HOW TO COMPLETE THIS TASK: From the material below, list every line containing "clamp".
◆ ◆ ◆ ◆ ◆
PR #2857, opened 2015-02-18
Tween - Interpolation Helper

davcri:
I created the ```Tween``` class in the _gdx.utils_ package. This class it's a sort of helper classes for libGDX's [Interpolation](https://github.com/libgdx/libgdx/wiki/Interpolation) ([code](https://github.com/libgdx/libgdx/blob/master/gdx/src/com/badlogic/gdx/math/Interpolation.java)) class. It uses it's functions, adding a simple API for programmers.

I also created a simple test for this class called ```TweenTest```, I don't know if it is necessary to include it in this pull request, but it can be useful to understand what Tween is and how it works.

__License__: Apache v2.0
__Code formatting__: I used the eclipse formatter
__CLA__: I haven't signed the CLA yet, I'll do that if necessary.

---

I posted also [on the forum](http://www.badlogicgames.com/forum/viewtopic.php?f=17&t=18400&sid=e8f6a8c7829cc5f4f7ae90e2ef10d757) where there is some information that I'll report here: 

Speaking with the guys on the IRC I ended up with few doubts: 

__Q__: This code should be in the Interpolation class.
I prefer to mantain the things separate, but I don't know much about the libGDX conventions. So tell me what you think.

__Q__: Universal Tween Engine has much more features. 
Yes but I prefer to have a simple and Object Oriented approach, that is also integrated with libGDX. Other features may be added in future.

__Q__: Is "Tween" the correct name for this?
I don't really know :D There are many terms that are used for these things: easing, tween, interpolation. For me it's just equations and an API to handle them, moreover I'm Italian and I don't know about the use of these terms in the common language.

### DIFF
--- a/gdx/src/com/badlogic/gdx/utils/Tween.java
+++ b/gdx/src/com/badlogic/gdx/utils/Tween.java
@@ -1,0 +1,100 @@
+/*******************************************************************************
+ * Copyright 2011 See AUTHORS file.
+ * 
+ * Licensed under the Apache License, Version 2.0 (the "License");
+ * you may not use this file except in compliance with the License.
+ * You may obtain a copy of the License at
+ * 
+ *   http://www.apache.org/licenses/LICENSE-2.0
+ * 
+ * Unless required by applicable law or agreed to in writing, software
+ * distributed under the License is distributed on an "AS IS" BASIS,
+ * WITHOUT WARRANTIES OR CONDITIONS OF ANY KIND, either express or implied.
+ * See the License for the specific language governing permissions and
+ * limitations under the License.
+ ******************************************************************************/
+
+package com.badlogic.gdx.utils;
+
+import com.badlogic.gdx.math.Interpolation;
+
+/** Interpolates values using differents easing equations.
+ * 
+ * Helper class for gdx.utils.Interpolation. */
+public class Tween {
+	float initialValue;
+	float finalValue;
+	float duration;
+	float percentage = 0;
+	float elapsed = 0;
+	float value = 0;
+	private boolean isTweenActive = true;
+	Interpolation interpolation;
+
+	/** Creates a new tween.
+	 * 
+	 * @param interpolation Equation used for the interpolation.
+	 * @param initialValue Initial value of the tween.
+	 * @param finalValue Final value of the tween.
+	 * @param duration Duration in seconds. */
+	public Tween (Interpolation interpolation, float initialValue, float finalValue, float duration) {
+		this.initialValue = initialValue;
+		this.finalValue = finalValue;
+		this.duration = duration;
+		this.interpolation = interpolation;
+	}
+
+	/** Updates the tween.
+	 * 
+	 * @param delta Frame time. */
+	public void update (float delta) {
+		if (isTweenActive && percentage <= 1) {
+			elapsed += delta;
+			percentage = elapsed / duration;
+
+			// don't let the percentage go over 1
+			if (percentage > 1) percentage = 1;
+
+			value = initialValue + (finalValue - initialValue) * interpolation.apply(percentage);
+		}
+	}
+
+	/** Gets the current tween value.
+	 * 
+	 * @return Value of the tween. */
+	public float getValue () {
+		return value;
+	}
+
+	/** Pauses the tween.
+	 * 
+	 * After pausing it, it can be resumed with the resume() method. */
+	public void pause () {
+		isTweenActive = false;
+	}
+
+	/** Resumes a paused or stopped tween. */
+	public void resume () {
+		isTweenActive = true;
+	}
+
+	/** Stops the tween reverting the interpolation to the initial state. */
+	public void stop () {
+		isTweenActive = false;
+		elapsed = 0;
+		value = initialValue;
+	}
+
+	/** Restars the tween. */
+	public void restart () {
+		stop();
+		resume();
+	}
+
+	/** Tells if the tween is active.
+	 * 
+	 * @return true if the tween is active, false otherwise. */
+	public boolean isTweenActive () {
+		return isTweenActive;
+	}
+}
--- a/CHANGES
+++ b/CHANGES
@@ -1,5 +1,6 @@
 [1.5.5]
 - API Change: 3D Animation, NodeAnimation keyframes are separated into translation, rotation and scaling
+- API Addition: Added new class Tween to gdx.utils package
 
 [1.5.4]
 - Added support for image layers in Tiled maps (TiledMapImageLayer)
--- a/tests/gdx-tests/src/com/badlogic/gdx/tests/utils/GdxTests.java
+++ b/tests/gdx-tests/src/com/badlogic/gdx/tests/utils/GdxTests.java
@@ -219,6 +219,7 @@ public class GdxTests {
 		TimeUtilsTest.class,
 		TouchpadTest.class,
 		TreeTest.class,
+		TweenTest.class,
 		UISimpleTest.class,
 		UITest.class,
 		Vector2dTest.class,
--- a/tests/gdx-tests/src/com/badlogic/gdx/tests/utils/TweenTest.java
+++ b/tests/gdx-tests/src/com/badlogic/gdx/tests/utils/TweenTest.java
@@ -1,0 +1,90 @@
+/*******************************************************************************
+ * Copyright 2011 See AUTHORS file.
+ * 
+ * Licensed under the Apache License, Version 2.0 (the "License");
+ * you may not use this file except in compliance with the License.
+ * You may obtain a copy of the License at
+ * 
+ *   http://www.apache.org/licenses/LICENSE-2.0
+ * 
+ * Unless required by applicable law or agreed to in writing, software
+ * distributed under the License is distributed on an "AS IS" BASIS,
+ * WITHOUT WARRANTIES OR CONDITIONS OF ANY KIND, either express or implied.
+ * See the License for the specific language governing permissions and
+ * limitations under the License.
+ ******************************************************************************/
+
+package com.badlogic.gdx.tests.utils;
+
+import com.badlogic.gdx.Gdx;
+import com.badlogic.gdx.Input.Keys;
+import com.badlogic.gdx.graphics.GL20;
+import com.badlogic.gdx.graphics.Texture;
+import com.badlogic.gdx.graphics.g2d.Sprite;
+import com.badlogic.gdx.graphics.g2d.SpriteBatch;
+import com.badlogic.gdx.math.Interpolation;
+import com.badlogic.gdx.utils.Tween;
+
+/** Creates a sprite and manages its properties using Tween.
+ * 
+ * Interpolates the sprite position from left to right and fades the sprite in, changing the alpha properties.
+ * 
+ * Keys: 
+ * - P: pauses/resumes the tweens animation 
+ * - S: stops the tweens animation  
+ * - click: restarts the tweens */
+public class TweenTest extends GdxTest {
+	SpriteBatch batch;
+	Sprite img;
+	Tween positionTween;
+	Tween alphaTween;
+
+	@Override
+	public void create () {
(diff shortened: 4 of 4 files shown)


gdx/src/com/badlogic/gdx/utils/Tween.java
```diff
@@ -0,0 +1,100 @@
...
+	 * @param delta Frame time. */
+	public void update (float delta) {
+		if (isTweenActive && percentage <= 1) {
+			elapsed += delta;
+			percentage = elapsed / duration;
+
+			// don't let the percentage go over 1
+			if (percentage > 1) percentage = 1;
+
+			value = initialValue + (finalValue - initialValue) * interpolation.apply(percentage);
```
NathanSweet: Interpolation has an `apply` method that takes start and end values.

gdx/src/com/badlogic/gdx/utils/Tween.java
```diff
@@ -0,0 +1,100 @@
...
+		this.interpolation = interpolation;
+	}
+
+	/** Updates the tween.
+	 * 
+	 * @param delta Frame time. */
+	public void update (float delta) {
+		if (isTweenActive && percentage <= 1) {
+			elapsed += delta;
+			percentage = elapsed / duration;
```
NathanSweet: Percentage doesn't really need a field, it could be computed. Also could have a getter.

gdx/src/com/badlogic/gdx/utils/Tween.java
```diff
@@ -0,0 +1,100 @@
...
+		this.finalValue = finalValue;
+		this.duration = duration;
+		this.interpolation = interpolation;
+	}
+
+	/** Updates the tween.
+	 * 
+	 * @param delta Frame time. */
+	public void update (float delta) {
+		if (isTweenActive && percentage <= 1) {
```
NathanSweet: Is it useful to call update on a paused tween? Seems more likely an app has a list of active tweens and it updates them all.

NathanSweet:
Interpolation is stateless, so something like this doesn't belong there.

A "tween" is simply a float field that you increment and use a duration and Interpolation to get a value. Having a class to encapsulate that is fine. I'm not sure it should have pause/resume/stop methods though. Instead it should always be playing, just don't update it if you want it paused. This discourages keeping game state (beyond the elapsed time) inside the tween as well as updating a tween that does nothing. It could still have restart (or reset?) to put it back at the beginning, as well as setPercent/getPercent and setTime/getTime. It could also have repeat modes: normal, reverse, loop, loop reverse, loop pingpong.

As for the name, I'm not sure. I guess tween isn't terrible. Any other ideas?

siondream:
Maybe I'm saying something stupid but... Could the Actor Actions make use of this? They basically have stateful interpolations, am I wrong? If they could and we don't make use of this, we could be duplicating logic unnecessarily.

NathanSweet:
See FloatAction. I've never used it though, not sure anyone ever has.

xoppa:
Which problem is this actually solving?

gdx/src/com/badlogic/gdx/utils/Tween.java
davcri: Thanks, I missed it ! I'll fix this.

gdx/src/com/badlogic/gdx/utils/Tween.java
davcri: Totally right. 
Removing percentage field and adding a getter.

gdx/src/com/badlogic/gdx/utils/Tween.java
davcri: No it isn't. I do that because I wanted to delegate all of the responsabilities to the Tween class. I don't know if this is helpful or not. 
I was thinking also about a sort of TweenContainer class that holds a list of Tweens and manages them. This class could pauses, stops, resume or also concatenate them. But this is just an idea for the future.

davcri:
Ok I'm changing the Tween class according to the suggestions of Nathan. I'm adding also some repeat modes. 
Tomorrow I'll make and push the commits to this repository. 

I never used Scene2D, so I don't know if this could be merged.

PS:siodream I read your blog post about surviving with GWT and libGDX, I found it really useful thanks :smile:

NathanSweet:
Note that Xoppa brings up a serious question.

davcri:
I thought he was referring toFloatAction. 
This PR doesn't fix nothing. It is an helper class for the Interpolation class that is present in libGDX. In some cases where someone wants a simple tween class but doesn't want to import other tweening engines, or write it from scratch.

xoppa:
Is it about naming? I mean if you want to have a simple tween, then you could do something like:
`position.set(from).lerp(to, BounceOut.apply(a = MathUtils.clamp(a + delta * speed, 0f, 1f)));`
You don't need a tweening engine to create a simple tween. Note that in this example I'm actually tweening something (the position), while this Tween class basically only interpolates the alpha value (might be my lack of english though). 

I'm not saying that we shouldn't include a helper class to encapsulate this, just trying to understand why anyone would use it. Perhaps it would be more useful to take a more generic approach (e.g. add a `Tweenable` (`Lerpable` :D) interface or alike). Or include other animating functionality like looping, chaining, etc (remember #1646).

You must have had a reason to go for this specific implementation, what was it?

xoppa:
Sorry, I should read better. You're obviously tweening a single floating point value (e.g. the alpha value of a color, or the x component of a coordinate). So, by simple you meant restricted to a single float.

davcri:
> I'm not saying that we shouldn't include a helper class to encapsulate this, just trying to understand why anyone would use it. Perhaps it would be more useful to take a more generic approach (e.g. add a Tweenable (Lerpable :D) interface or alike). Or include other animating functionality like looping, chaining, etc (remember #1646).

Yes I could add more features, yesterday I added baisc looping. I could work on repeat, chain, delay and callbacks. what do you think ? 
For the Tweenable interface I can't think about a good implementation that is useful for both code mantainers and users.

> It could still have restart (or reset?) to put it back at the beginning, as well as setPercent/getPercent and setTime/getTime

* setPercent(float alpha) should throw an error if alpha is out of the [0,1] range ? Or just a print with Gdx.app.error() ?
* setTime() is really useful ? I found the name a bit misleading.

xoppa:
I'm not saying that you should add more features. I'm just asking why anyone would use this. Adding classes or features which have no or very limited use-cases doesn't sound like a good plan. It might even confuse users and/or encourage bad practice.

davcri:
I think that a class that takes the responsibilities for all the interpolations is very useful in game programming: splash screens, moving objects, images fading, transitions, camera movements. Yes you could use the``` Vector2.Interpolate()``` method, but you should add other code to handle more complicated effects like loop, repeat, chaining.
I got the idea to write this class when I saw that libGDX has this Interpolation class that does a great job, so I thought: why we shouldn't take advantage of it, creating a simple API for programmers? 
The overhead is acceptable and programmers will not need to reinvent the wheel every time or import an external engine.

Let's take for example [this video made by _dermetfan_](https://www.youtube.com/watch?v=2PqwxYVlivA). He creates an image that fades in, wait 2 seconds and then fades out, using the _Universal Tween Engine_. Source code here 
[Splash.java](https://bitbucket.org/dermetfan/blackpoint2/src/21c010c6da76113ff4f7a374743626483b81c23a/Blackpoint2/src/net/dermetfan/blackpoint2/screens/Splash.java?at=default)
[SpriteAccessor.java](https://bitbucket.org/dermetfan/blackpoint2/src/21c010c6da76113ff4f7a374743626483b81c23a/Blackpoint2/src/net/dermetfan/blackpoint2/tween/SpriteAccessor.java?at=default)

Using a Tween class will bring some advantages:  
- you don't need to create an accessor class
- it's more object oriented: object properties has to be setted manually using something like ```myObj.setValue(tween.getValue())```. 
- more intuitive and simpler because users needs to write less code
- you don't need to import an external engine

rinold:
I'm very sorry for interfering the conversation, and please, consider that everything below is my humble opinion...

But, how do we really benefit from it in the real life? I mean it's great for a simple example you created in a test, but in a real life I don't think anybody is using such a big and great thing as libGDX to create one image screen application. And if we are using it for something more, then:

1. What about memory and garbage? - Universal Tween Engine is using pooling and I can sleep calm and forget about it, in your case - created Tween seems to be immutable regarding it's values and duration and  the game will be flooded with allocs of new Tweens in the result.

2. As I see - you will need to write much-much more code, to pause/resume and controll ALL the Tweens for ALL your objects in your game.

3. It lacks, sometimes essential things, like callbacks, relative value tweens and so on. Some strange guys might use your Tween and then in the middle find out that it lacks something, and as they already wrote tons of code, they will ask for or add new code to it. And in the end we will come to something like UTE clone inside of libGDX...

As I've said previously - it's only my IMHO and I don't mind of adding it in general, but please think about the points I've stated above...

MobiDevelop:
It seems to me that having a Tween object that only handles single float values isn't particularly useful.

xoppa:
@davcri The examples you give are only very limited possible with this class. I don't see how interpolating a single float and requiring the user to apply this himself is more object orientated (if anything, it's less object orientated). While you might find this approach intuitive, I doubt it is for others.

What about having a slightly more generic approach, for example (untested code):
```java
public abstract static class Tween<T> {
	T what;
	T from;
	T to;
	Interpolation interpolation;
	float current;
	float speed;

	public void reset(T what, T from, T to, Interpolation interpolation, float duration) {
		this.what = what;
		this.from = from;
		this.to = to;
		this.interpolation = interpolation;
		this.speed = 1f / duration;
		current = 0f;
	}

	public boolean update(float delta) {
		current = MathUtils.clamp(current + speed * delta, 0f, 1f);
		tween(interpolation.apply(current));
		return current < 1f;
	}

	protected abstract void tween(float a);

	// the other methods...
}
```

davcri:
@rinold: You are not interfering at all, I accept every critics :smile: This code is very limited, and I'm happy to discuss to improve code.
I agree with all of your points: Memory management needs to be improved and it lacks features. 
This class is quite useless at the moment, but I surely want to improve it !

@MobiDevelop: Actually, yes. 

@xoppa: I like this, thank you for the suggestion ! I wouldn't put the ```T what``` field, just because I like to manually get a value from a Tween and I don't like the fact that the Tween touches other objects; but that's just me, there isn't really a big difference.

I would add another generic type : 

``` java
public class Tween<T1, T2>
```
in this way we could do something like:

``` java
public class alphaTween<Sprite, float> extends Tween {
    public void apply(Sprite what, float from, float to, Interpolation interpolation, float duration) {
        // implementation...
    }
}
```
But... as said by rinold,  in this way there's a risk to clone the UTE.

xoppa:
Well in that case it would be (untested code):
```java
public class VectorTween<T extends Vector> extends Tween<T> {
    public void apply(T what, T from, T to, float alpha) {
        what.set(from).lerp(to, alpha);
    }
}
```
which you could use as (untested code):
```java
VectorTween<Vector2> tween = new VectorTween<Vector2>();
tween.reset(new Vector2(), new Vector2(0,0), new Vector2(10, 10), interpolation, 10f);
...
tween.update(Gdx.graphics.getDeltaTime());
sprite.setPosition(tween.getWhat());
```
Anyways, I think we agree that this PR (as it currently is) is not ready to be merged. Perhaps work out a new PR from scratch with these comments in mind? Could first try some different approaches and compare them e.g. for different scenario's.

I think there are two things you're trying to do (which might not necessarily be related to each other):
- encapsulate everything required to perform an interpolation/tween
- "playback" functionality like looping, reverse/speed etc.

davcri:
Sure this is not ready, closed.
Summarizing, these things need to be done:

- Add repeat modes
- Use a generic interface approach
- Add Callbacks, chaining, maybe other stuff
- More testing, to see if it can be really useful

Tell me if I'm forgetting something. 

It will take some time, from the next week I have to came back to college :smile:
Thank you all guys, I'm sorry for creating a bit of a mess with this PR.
◆ ◆ ◆ ◆ ◆
ANSWER BOX:
`position.set(from).lerp(to, BounceOut.apply(a = MathUtils.clamp(a + delta * speed, 0f, 1f)));`
		current = MathUtils.clamp(current + speed * delta, 0f, 1f);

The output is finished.